What I personally found most interesting about El Porvenir was its remote location and the fact that most houses in the community are well up on the side of a mountain and its main center is perched high on a ridge. Getting there from the Jubilee House Community in Ciudad Sandino requires a 3 hour drive including nearly an hour on a very rough and narrow dirt road, then an additional 45 minutes or more with everyone packed into a trailer like cattle clinging to the rails as it is towed up a steep rough cobblestone road to the village located 3 km (2 miles) away and 430 meters (1,400 feet) above the valley floor. 

The water supply system for the entire community of about 250 people (44 families) for much of the year is an old rainwater collection system. Of course that only works during the wet season. During the dry season (and I'm told it is very dry from November through May) they have to use some other source. Until about 2 years ago they had to haul water up the hill in a tank on that same trailer we rode in towed by the tractor for those 3 km. This changed about two years ago when a project, apparently inspired by Engineers Without Borders, provided the community with a small pipeline and a pumping system. Now during the dry season a 1-1/4" galvanized steel pipe about 3 km long along with an electric pump and an intermediate storage tank, provides enough flow to keep the large tank filled during the dry season. This is a great benefit to the village, as it frees up both people and machinery to concentrate more on farming activities. What amazed me about this system is that it raises the water nearly 1,400 feet from the valley floor to the community perched high above on a ridge. With all the improvement, though, people still have to limit themselves to about 2 gallons per day per person.

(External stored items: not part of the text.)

PR #12151, opened 2025-10-08
Adapt k6 tests to run in CI

bilyana-gospodinova:
**Description**:
TODO

Fixes #


test/src/test/java/org/hiero/mirror/test/e2e/acceptance/client/AccountClient.java
```diff
@@ -61,6 +61,16 @@ public AccountClient(SDKClient sdkClient, RetryTemplate retryTemplate) {
 
     @Override
     public void clean() {
+        if (Boolean.parseBoolean(System.getenv("HIERO_MIRROR_TEST_ACCEPTANCE_SKIP_CLEANUP_ENTITIES"))) {
```
steven-sheehy: This should be an actual documented property in `AcceptanceTestProperties` so it can be set via any of our configuration formats. Probably invert and simplify it so it defaults to true `hiero.mirror.test.acceptance.cleanup=true`.

.github/workflows/acceptance.yaml
```diff
@@ -123,6 +123,7 @@ jobs:
               HIERO_MIRROR_TEST_ACCEPTANCE_FEATURE_CONTRACTCALLLOCALESTIMATE: "true"
               HIERO_MIRROR_TEST_ACCEPTANCE_NETWORK: OTHER
               HIERO_MIRROR_TEST_ACCEPTANCE_WEB3_OPCODETRACER_ENABLED: "true"
+              HIERO_MIRROR_TEST_ACCEPTANCE_SKIP_CLEANUP_ENTITIES: "true"
```
steven-sheehy: Probably we don't need this if we're not running k6 for block?

test/src/test/java/org/hiero/mirror/test/e2e/acceptance/client/ContractClient.java
```diff
@@ -28,21 +28,35 @@
...
     public ContractClient(SDKClient sdkClient, RetryTemplate retryTemplate) {
         super(sdkClient, retryTemplate);
     }
 
     @Override
     public void clean() {
+        if (Boolean.parseBoolean(System.getenv("HIERO_MIRROR_TEST_ACCEPTANCE_SKIP_CLEANUP_ENTITIES"))) {
+            // In CI we don't want to cleanup as the entities are needed in the k6 test in the next step.
+            log.warn("Acceptance tests running in CI -> skip cleanup.");
+            for (var contractName : contractIds.keySet()) {
```
steven-sheehy: We should add a deleteAll in parent that accepts a map and does this logic centrally. We don't have to convert everything to use the map deleteAll at this time.

.github/workflows/acceptance.yaml
```diff
@@ -152,7 +154,149 @@ jobs:
...
+        if: ${{ matrix.stream-type != 'BLOCK' }}
+        uses: grafana/setup-k6-action@v1
+
+      - name: Get web3 base url
+        if: ${{ matrix.stream-type != 'BLOCK' }}
+        id: web3-base-url
+        run: |
+          export IP=$(kubectl get pods -n "${SOLO_NAMESPACE}" -l app.kubernetes.io/name=web3 -o custom-columns='IP:.status.podIP' --no-headers)
+          BASE_URL="http://${WEB3_IP:-127.0.0.1}:8080"
+          echo "BASE_URL=$BASE_URL" >> $GITHUB_OUTPUT
```
steven-sheehy: Since you're always port-forwarding to localhost:8080 you shouldn't need this step. Just hardcode BASE_URL in `Run k6 web3 tests` step.

.github/workflows/acceptance.yaml
```diff
@@ -152,7 +154,149 @@ jobs:
...
+            ./tools/k6/src/web3/test/contractCallSymbol.js
+            ./tools/k6/src/web3/test/contractCallTokenCustomFees.js
+            ./tools/k6/src/web3/test/contractCallTokenDefaultFreezeStatus.js
+            ./tools/k6/src/web3/test/contractCallTokenDefaultKycStatus.js
+            ./tools/k6/src/web3/test/contractCallTokenExpiryInfo.js
+            ./tools/k6/src/web3/test/contractCallTokenInfo.js
+            ./tools/k6/src/web3/test/contractCallTokenKey.js
+            ./tools/k6/src/web3/test/contractCallTokenType.js
+            ./tools/k6/src/web3/test/contractCallTokenURI.js
+            ./tools/k6/src/web3/test/contractCallTotalSupply.js
```
steven-sheehy: Running separately doesn't test the setup and wrapper code and doesn't produce a report. We should use the whitelist variable to run this subset.

.github/workflows/acceptance.yaml
```diff
@@ -152,7 +154,149 @@ jobs:
...
+              sed -E 's/.*at address ([0-9a-fA-F]{40})/\1/' | \
+              tail -n 1 | \
+              tr -d '[:space:]')
+
+          echo "ACCOUNT_ADDRESS=$ACCOUNT_ADDRESS"
+          echo "ACCOUNT_ADDRESS=$ACCOUNT_ADDRESS" >> $GITHUB_OUTPUT
+
+      - name: Install k6
+        if: ${{ matrix.stream-type != 'BLOCK' }}
+        uses: grafana/setup-k6-action@v1
```
steven-sheehy: Need to use sha hashes instead of versions for all action versions for security reasons.

.github/workflows/acceptance.yaml
```diff
@@ -152,7 +154,149 @@ jobs:
...
+              tail -n 1 | \
+              tr -d '[:space:]')
+
+          echo "DEFAULT_CONTRACT_ADDRESS=$DEFAULT_CONTRACT_ADDRESS"
+          echo "DEFAULT_CONTRACT_ADDRESS=$DEFAULT_CONTRACT_ADDRESS" >> $GITHUB_OUTPUT
+
+          ESTIMATE_PRECOMPILE_CONTRACT=$(grep "Skipping cleanup of contract \[ESTIMATE_PRECOMPILE\]" "$LOG_FILE" | \
+              sed -E 's/.*at address ([0-9a-fA-F]{40})/\1/' | \
+              tail -n 1 | \
+              tr -d '[:space:]')
```
steven-sheehy: It's decoupled now but very verbose and brittle. Should use a bash associative array to maintain the mapping then all the logic is generic. Instead of outputting to GITHUB_OUTPUT output the key=value to GITHUB_ENV so it's already available in the next k6 step.

```bash
declare -A k6Map
k6Map["PRECOMPILE"]="PRECOMPILE_CONTRACT"
...

for key in "${!k6Map[@]}"; do
  k6="${k6Map[$key]}"
  value=$(# find acceptance value in log)
  echo "${k6}=${value}" >> $GITHUB_ENV
done
```

test/src/test/java/org/hiero/mirror/test/e2e/acceptance/client/TokenClient.java
```diff
@@ -71,6 +71,16 @@ public TokenClient(SDKClient sdkClient, RetryTemplate retryTemplate) {
 
     @Override
     public void clean() {
+        if (Boolean.parseBoolean(System.getenv("HIERO_MIRROR_TEST_ACCEPTANCE_SKIP_CLEANUP_ENTITIES"))) {
+            // In CI we don't want to cleanup as the entities are needed in the k6 test in the next step.
+            log.warn("Acceptance tests running in CI -> skip cleanup.");
+            for (var tokenName : tokenMap.keySet()) {
+                log.info("Skipping cleanup of token [" + tokenName.getSymbol() + "] at address "
+                        + tokenMap.get(tokenName).tokenId().toEvmAddress());
```
steven-sheehy: Should log this in a form that's easier to parse. Could probably skip logger and use `System.out.println(key+"="+value);`

.github/workflows/acceptance.yaml
bilyana-gospodinova: Correct, removed.

test/src/test/java/org/hiero/mirror/test/e2e/acceptance/client/AccountClient.java
bilyana-gospodinova: I defined `HIERO_MIRROR_TEST_ACCEPTANCE_SKIP_CLEANUP_ENTITIES` specifically that way so that it will be less error prone. If we forget to set it in some environment such as testnet, previewnet, etc., this will result in some entities not cleaned up and the remaining balances won't be restored. We need this property only in CI for now.

.github/workflows/acceptance.yaml
```diff
@@ -152,7 +153,74 @@ jobs:
...
+          WEB3_TEST_INCLUDE: "./tools/k6/src/web3/test/contractCallRampUp.js,./tools/k6/src/web3/test/contractCallApproved.js,./tools/k6/src/web3/test/contractCallBalance.js,./tools/k6/src/web3/test/contractCallDecimals.js,./tools/k6/src/web3/test/contractCallFungibleTokenInfo.js,./tools/k6/src/web3/test/contractCallIdentifier.js,./tools/k6/src/web3/test/contractCallIsToken.js,./tools/k6/src/web3/test/contractCallMultiply.js,./tools/k6/src/web3/test/contractCallName.js,./tools/k6/src/web3/test/contractCallNonFungibleTokenInfo.js,./tools/k6/src/web3/test/contractCallOwnerOf.js,./tools/k6/src/web3/test/contractCallSender.js,./tools/k6/src/web3/test/contractCallSymbol.js,./tools/k6/src/web3/test/contractCallTokenCustomFees.js,./tools/k6/src/web3/test/contractCallTokenDefaultFreezeStatus.js,./tools/k6/src/web3/test/contractCallTokenDefaultKycStatus.js,./tools/k6/src/web3/test/contractCallTokenExpiryInfo.js,./tools/k6/src/web3/test/contractCallTokenInfo.js,./tools/k6/src/web3/test/contractCallTokenKey.js,./tools/k6/src/web3/test/contractCallTokenType.js,./tools/k6/src/web3/test/contractCallTokenURI.js,./tools/k6/src/web3/test/contractCallTotalSupply.js"
```
steven-sheehy: It's a regex. So can simplify to `.*/contractCall(RampUp|Approved|...)`.

.github/workflows/acceptance.yaml
```diff
@@ -152,7 +153,74 @@ jobs:
...
+          kubectl port-forward "service/mirror-web3" -n mirror 8080:80 &
+
+      - name: Run k6 web3 tests
+        if: ${{ matrix.stream-type != 'BLOCK' }}
+        uses: grafana/run-k6-action@a15e2072ede004e8d46141e33d7f7dad8ad08d9d # v1
+        env:
+          ACCOUNT_ADDRESS: ${{ steps.log-variables.outputs.ACCOUNT_ADDRESS }}
+          AMOUNT: "0000000000000000000000000000000000000000000000000000000000000001"
+          BASE_URL: "http://localhost:8080"
+          DEFAULT_CONTRACT_ADDRESS: ${{ steps.log-variables.outputs.DEFAULT_CONTRACT_ADDRESS }}
```
steven-sheehy: As mentioned, output to [GITHUB_ENV](https://docs.github.com/en/actions/how-tos/write-workflows/choose-what-workflows-do/use-variables#passing-values-between-steps-and-jobs-in-a-workflow) in the previous step. Then you don't need these `steps.log-variables.outputs` lines here.

.github/workflows/acceptance.yaml
```diff
@@ -152,7 +153,74 @@ jobs:
...
+          k6Map["BOB"]="PAYER_ACCOUNT"
+          k6Map["ALICE"]="ACCOUNT_ADDRESS"
+          k6Map["fungible"]="TOKEN_ADDRESS"
+          k6Map["non_fungible"]="NON_FUNGIBLE_TOKEN_ADDRESS"
+
+          for key in "${!k6Map[@]}"; do
+            value=$(grep -E "${key}=" "$LOG_FILE" | \
+              awk -F'=' '{print $NF}' | \
+              tail -n 1 | \
+              tr -d '[:space:]' || true)
```
steven-sheehy: Should be able to simplify

```suggestion
            value=$(grep -oP "^${key}=(\K.+)$" "$LOG_FILE")
```

.github/workflows/acceptance.yaml
bilyana-gospodinova: Done

.github/workflows/acceptance.yaml
bilyana-gospodinova: Done

.github/workflows/acceptance.yaml
bilyana-gospodinova: Done

test/src/test/java/org/hiero/mirror/test/e2e/acceptance/client/TokenClient.java
bilyana-gospodinova: Done

.github/workflows/acceptance.yaml
bilyana-gospodinova: Simplified

.github/workflows/acceptance.yaml
bilyana-gospodinova: Thanks, I am using GITHUB_ENV now.

.github/workflows/acceptance.yaml
bilyana-gospodinova: Addressed

.github/workflows/acceptance.yaml
bilyana-gospodinova: Done, although this returned multiple results, so I reused "tail -n 1" from the first approach.

test/src/test/java/org/hiero/mirror/test/e2e/acceptance/client/ContractClient.java
bilyana-gospodinova: Could you please expand on this comment? Do you mean that I should create a new method in the parent class, called "deleteAll" that accepts a map, checks the acceptance property (`acceptanceTestProperties.isSkipEntitiesCleanup()`) if the entities should be deleted or not, logs that they are not going to be deleted (if `true`), logs the data needed by the k6 tests and does the cleanup (if `false`). If that is the case my concern is that the method will get too complicated, with multiple ifs that check the entity type as the token, contract, account have their addresses logged in its own different way. This way a generic, parent class would need to know much about the child classes.

steven-sheehy: Mostly right, except that logging isn't important. As long as the method checks property and does the cleanup. So can skip logging if it's complicated.

bilyana-gospodinova: I did that partially, because in order to fully implement this we will need to make a larger refactoring. Currently we have:
- Map<String, ContractId> contractMap
- Map<TokenNameEnum, TokenResponse> tokenMap
- Map<AccountNameEnum, ExpandedAccountId> accountMap
As you can see the types in the map are quite different and we will need to have multiple if-statements in the parent method in order to get the id collection for each corresponding entity type. Perhaps we can do this in a followup PR as this will get quite large.

.github/workflows/acceptance.yaml
```diff
@@ -152,11 +153,75 @@ jobs:
           echo "Solo cluster setup completed successfully!"
 
       - name: Run acceptance tests
-        run: helm test mirror -n "${SOLO_NAMESPACE}" --logs --filter name=mirror-acceptance --timeout 20m
+        run: |
+          touch output_log.txt
+          helm test mirror -n "${SOLO_NAMESPACE}" --logs --filter name=mirror-acceptance --timeout 20m >> output_log.txt
+          cat output_log.txt
```
xin-hedera:
```suggestion
          helm test mirror -n "${SOLO_NAMESPACE}" --logs --filter name=mirror-acceptance --timeout 20m | tee output_log.txt
```

.github/workflows/acceptance.yaml
```diff
@@ -152,11 +153,75 @@ jobs:
...
+        with:
+          path: |
+            ./tools/k6/src/web3/apis.js
+          debug: false
+          flags: --quiet
 
       - name: Show Pod Logs on Failure
         continue-on-error: true
-        if: ${{ failure() }}
+        #        if: ${{ failure() }}
```
xin-hedera: should this get reverted?

test/src/test/java/org/hiero/mirror/test/e2e/acceptance/client/TokenClient.java
```diff
@@ -65,18 +66,33 @@ public class TokenClient extends AbstractNetworkClient {
...
         log.info("Deleting {} tokens and dissociating {} token relationships", tokenIds.size(), associations.size());
-        deleteAll(tokenIds, tokenId -> delete(admin, tokenId));
+        deleteOrLogEntities(tokenIds, tokenId -> delete(admin, tokenId));
         deleteAll(associations.keySet(), association -> dissociate(association.accountId, association.tokenId));
     }
 
+    @Override
+    protected void logEntities() {
+        for (var tokenName : tokenMap.keySet()) {
+            log.info("Skipping cleanup of token [" + tokenName.getSymbol() + "] at address "
```
xin-hedera: nit

```suggestion
            log.info("Skipping cleanup of token [{}] at address {}", tokenName.getSymbol(), tokenMap.get(tokenName).tokenId().toEvmAddress());
```

test/src/test/java/org/hiero/mirror/test/e2e/acceptance/client/TokenClient.java
```diff
@@ -65,18 +66,33 @@ public class TokenClient extends AbstractNetworkClient {
...
+                    + tokenMap.get(tokenName).tokenId().toEvmAddress());
+            // Log the values so that they can be parsed in CI and passed to the k6 tests as input.
+            // The token addresses need to be left-padded with zeroes in order to match the expected format.
+            System.out.println(tokenName.getSymbol() + "="
+                    + String.format(
+                            "%s%s",
+                            "0".repeat(24), tokenMap.get(tokenName).tokenId().toEvmAddress()));
```
xin-hedera, line 94: why does the function first log then do stdout print almost the same info?

test/src/test/java/org/hiero/mirror/test/e2e/acceptance/config/AcceptanceTestProperties.java
```diff
@@ -93,6 +93,8 @@ public final class AcceptanceTestProperties {
     @NotNull
     private NodeNameEnum nodeType = NodeNameEnum.MIRROR;
 
+    private boolean skipEntitiesCleanup;
```
xin-hedera, line 97: document it in `docs/configuration.md`

.github/workflows/acceptance.yaml
```diff
@@ -152,11 +153,75 @@ jobs:
...
 
       - name: Run acceptance tests
-        run: helm test mirror -n "${SOLO_NAMESPACE}" --logs --filter name=mirror-acceptance --timeout 20m
+        run: |
+          touch output_log.txt
+          helm test mirror -n "${SOLO_NAMESPACE}" --logs --filter name=mirror-acceptance --timeout 20m >> output_log.txt
+          cat output_log.txt
+
+      - name: Parse acceptance tests logs and set k6 environment variables
+        if: ${{ matrix.stream-type != 'BLOCK' }}
```
xin-hedera, line 161: not in this PR, we should consider group these steps into a [composite action](https://docs.github.com/en/actions/tutorials/create-actions/create-a-composite-action) so don't have to repeat the same condition `if: ${{ matrix.stream-type != 'BLOCK' }}`

test/src/test/java/org/hiero/mirror/test/e2e/acceptance/client/TokenClient.java
bilyana-gospodinova: The log is informative for us to know that the cleanup was not run because of the configured property `skipEntitiesCleanup`. The stdout is in a simplified format in order to be parsed easily in the next step of the flow where we need to set the env vars for the k6 tests.

test/src/test/java/org/hiero/mirror/test/e2e/acceptance/config/AcceptanceTestProperties.java
bilyana-gospodinova: I have documented it in `test/README.md`. I don't see in `docs/configuration.md` any section related to the `test` module. Should I add a new section for the `test` module in `docs/configuration.md` or you meant `test/README.md`?

test/src/test/java/org/hiero/mirror/test/e2e/acceptance/client/TokenClient.java
bilyana-gospodinova: Thanks, addressed.

.github/workflows/acceptance.yaml
bilyana-gospodinova: Fixed, I commented it out during testing and I forgot to revert it.

.github/workflows/acceptance.yaml
bilyana-gospodinova: Addressed

.github/workflows/acceptance.yaml
```diff
@@ -152,7 +153,70 @@ jobs:
...
+      - name: Run k6 web3 tests
+        if: ${{ matrix.stream-type != 'BLOCK' }}
+        uses: grafana/run-k6-action@a15e2072ede004e8d46141e33d7f7dad8ad08d9d # v1
+        env:
+          ACCOUNT_ADDRESS: ${{ env.ALICE }}
+          AMOUNT: "0000000000000000000000000000000000000000000000000000000000000001"
+          BASE_URL: "http://127.0.0.1:8080"
+          DEFAULT_CONTRACT_ADDRESS: ${{ env.PARENT }}
+          DEFAULT_DURATION: "3s"
+          DEFAULT_VUS: 2
```
xin-hedera, line 202: add
```
DEFAULT_GRACEFUL_STOP: '1s'
```

.github/workflows/acceptance.yaml
```diff
@@ -152,7 +153,70 @@ jobs:
...
+          RUN_MODIFICATION_TESTS: "false"
+          RUN_WITH_VARIABLES: "true"
+          SERIAL_NUMBER: "0000000000000000000000000000000000000000000000000000000000000001"
+          TOKEN_ADDRESS: ${{ env.fungible }}
+          WEB3_TEST_EXCLUDE: "^contractCall(Allowance|ApprovedForAll|BalanceOf|IsFrozen|IsKyc|Receive).*$"
+        with:
+          path: |
+            ./tools/k6/src/web3/apis.js
+          debug: false
+          flags: --quiet
```
xin-hedera, line 220: how do we know if it passes or not? should we upload the `report.md` file using `actions/upload-artifact`?

k6 may return non-zero code when some threshold is breached, that doesn't necessarily mean any functionality issues. will this step fail when k6 returns non-zero code?

Don't think we need to address all, however I believe we want to upload `report.md`

test/src/test/java/org/hiero/mirror/test/e2e/acceptance/config/AcceptanceTestProperties.java
xin-hedera: yup you are right.

.github/workflows/acceptance.yaml
bilyana-gospodinova: I am not sure if we want to upload the `report.md` file. We don't aim to test the performance in CI. In the logs we see currently a summary of all of the tests that are run and how many of them passed.

This step fails if k6 returns a non-zero code. Example of a previous run: https://github.com/hiero-ledger/hiero-mirror-node/actions/runs/18158938367/job/51685190875.

xin-hedera (dismissed):
LGTM

.github/workflows/acceptance.yaml
```diff
@@ -152,7 +153,71 @@ jobs:
...
+          k6Map["ESTIMATE_PRECOMPILE"]="ESTIMATE_PRECOMPILE_CONTRACT"
+          k6Map["PRECOMPILE"]="PRECOMPILE_CONTRACT"
+          k6Map["BOB"]="PAYER_ACCOUNT"
+          k6Map["ALICE"]="ACCOUNT_ADDRESS"
+          k6Map["fungible"]="TOKEN_ADDRESS"
+          k6Map["non_fungible"]="NON_FUNGIBLE_TOKEN_ADDRESS"
+
+          for key in "${!k6Map[@]}"; do
+            value=$(grep -oP "^${key}=(\K.+)$" "$LOG_FILE" | tail -n 1  || true)
+            echo "${key}=${value}" >> $GITHUB_ENV
```
steven-sheehy, line 179: Why do we have a k6Map if we don't even use its values? You're still not doing like I provided explicit code for in the original [comment](https://github.com/hiero-ledger/hiero-mirror-node/pull/12151#discussion_r2417903495).

```bash
  k6="${k6Map[$key]}"
  value=$(# find acceptance value in log)
  echo "${k6}=${value}" >> $GITHUB_ENV
```

.github/workflows/acceptance.yaml
```diff
@@ -152,7 +153,71 @@ jobs:
...
 
       - name: Run acceptance tests
-        run: helm test mirror -n "${SOLO_NAMESPACE}" --logs --filter name=mirror-acceptance --timeout 20m
+        run: |
+          touch output_log.txt
+          helm test mirror -n "${SOLO_NAMESPACE}" --logs --filter name=mirror-acceptance --timeout 20m | tee output_log.txt
+
+      - name: Parse acceptance tests logs and set k6 environment variables
+        if: ${{ matrix.stream-type != 'BLOCK' }}
+        id: log-variables
```
steven-sheehy, line 162: This id is not needed and is misnamed

.github/workflows/acceptance.yaml
```diff
@@ -152,7 +153,71 @@ jobs:
...
+          kubectl port-forward "service/mirror-web3" -n mirror 8080:80 &
+
+      - name: Run k6 web3 tests
+        if: ${{ matrix.stream-type != 'BLOCK' }}
+        uses: grafana/run-k6-action@a15e2072ede004e8d46141e33d7f7dad8ad08d9d # v1
+        env:
+          ACCOUNT_ADDRESS: ${{ env.ALICE }}
+          AMOUNT: "0000000000000000000000000000000000000000000000000000000000000001"
+          BASE_URL: "http://127.0.0.1:8080"
+          DEFAULT_CONTRACT_ADDRESS: ${{ env.PARENT }}
```
steven-sheehy, line 199: As I already stated in a previous [comment](https://github.com/hiero-ledger/hiero-mirror-node/pull/12151#discussion_r2420807265), remove all lines that manually map env variables from the `Parse acceptance tests logs and set k6 environment variables` step. These should already be exported into the github environment in that previous step.

bilyana-gospodinova: Addressed in #12206. I tested it before but it seemed like it did not work, so I left it this way. It seems like I did something wrong back them as it seems to work now.

.github/workflows/acceptance.yaml
bilyana-gospodinova: Addressed in a follow up PR - #12206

The picture below shows two water tanks on the right - apparently both used for drinking water. There is only that one TV antenna. The only electricity for running the one TV, belonging to René, is provided by charging an extra large vehicle battery on the tractor. There is also a small photo-voltaic system that is used for one small light and for charging cell phones:

The village is located approximately equidistant from two active volcanoes, San Cristobal and Telica, both about 7 miles away. From the deck of the main building, Telica is visible to the southeast. San Cristobal to the east, is not visible from El Porvenir as the view is blocked by the ridge top and another old dormant volcano.  Another active volcano, Momotombo was visible on during the drive north. The large number of active volcanoes in Nicaragua seems to be related to what we learned in the National Museum; that Nicaragua is geologically the youngest part of Central America. This Google Earth simulated air photo shows the community looking toward the Telica Volcano.

Here's the same actual view of Telica:

In struggling to understand the economics of the village and coffee co-op I asked about its annual income from coffee sales. I'm told that the gross income is about $60,000. Some of this goes to purchasing and maintaining equipment and purchasing supplies. So the amount that actually ends up in the hands of the people is considerably less than that. So perhaps the income represents less than about 50 cents per day per person for the 250 people there. It is true that they grow some (perhaps much) of their own food and it may also be that some have jobs or work occasionally out side the village area, but this provides a rough concept of how little people live on in Nicaragua. I'm told that a common wage for workers is about $2/day.